<<<<

PR #1778, opened 2018-01-22
[tests] Update test case to get server address

cuiyanx:
| New Test | Update Test | Delete Test | Passed | Total |
| :---: | :---: | :---: | :---: | :---: |
 | | 1 | | 1 | 1 |


grgustaf:
+1

I'm not sure what the print at the bottom is trying to say, and it might be more accurate to print '0.0.0.0' since I think we're trying to listen on all interfaces. But this isn't important to hold off the merge.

>>>>

◆ **Goal of the exercise**:
Starting at the line that contains "Passed | Total |", write out every line to the end of the entries, exactly as given.

◆ **Answer box**:
| New Test | Update Test | Delete Test | Passed | Total |
| :---: | :---: | :---: | :---: | :---: |
 | | 1 | | 1 | 1 |


grgustaf:
+1

I'm not sure what the print at the bottom is trying to say, and it might be more accurate to print '0.0.0.0' since I think we're trying to listen on all interfaces. But this isn't important to hold off the merge.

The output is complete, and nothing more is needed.